**The records**
============
PR #23682, opened 2019-09-23
Fix DataSize class according to ISO/IEC 80000

ez-pzz:
This PR fixes DataSize class according to ISO/IEC 8000 spec (see [Binary prefix](https://en.wikipedia.org/wiki/Binary_prefix))

### DIFF
--- a/spring-core/src/main/java/org/springframework/util/unit/DataSize.java
+++ b/spring-core/src/main/java/org/springframework/util/unit/DataSize.java
@@ -1,5 +1,5 @@
 /*
- * Copyright 2002-2018 the original author or authors.
+ * Copyright 2002-2019 the original author or authors.
  *
  * Licensed under the Apache License, Version 2.0 (the "License");
  * you may not use this file except in compliance with the License.
--- a/spring-core/src/main/java/org/springframework/util/unit/DataSize.java
+++ b/spring-core/src/main/java/org/springframework/util/unit/DataSize.java
@@ -24,11 +24,13 @@ import org.springframework.util.Assert;
 import org.springframework.util.StringUtils;
 
 /**
- * A data size, such as '12MB'.
+ * A data size, such as '12MB' or '42MiB'.
  *
- * <p>This class models a size in terms of bytes and is immutable and thread-safe.
+ * <p>This class models a size in terms of bytes (ISO 80000) and is immutable and thread-safe.
+ * <p>Be careful: this class does not work with decimal values.
  *
  * @author Stephane Nicoll
+ * @author Evgeniy Zubakhin
  * @since 5.1
  */
 public final class DataSize implements Comparable<DataSize> {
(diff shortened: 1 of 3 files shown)


spring-core/src/main/java/org/springframework/util/unit/DataSize.java
```diff
@@ -112,6 +133,42 @@ public static DataSize ofTerabytes(long terabytes) {
 		return new DataSize(Math.multiplyExact(terabytes, BYTES_PER_TB));
 	}
 
+	/**
+	 * Obtain a {@link DataSize} representing the specified number of terabytes.
```
smedelyan: Fix doc-comments please :)

sbrannen:
At a glance, this looks like a series of breaking changes in the API that has existed since Spring Framework 5.1, and such breaking changes are not acceptable.

If we were to add ISO 8000 support, it would have to be "in addition" to the existing feature set.

newzubakhin:
Ok, I'll implement something like ISODataSize class with a corresponding converter and tests.
Should I close this PR?

snicoll:
@newzubakhin please hold on. As Sam indicated, the current proposal is a breaking change and we won't and can't change `DataSize` that way. Before you spent more time on the topic, I'd like to get a chance to review the suggestion and the impacts of having two separate `DataSize` types.

snicoll:
Thanks for the PR @newzubakhin. We've discussed this and decided to keep `DataSize` in its current form and clarify its Javadoc, see #23697

sstock:
I understand keeping the existing `DataSize` behavior for backward compatibility.  However I encourage adding a standards compliant variation as suggested by @newzubakhin.  The #23697 documentation certainly helps with direct consumers of the class.  But does not alleviate the need to replicate such clarification to values parsed by `DataSize`, e.g. Spring Boot externalized configuration.  The current behavior creates confusion as [The International System of Units](https://www.bipm.org/en/publications/si-brochure/) (9th edition, section 3 Decimal multiples and sub-multiples of SI units) states "The SI prefixes refer strictly to powers of 10. They should not be used to indicate powers of 2 (for example, one kilobit represents 1000 bits and not 1024 bits)."  This wording is mirrored by NIST's [SI prefixes summary](https://physics.nist.gov/cuu/Units/prefixes.html).

vpavic:
As this was declined due to being a breaking change back in 2019, could you reconsider it for `6.0`?

IMO it's very unfortunate to have a piece of javadoc that basically redefines something as well established as the SI prefixes. If there's a configuration property of type `DataSize` annotated with `@DataSizeUnit(DataUnit.KILOBYTES)` that should be quite self explanatory.

vpavic:
As someone who got burned by this in a project that surfaced `DataSize` through configuration properties, I'd kindly ask the team again to reconsider this. Not respecting (and redefining) the SI prefixes only has the potential to cause confusion, and I can only echo what @sstock already [pointed out](https://github.com/spring-projects/spring-framework/pull/23682#issuecomment-816857856):

> The https://github.com/spring-projects/spring-framework/issues/23697 documentation certainly helps with direct consumers of the class. But does not alleviate the need to replicate such clarification to values parsed by `DataSize`, e.g. Spring Boot externalized configuration.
============
**Task to complete**
For this exercise, copy every line of the data that holds "sstock".

**Task answer**
sstock:
As someone who got burned by this in a project that surfaced `DataSize` through configuration properties, I'd kindly ask the team again to reconsider this. Not respecting (and redefining) the SI prefixes only has the potential to cause confusion, and I can only echo what @sstock already [pointed out](https://github.com/spring-projects/spring-framework/pull/23682#issuecomment-816857856):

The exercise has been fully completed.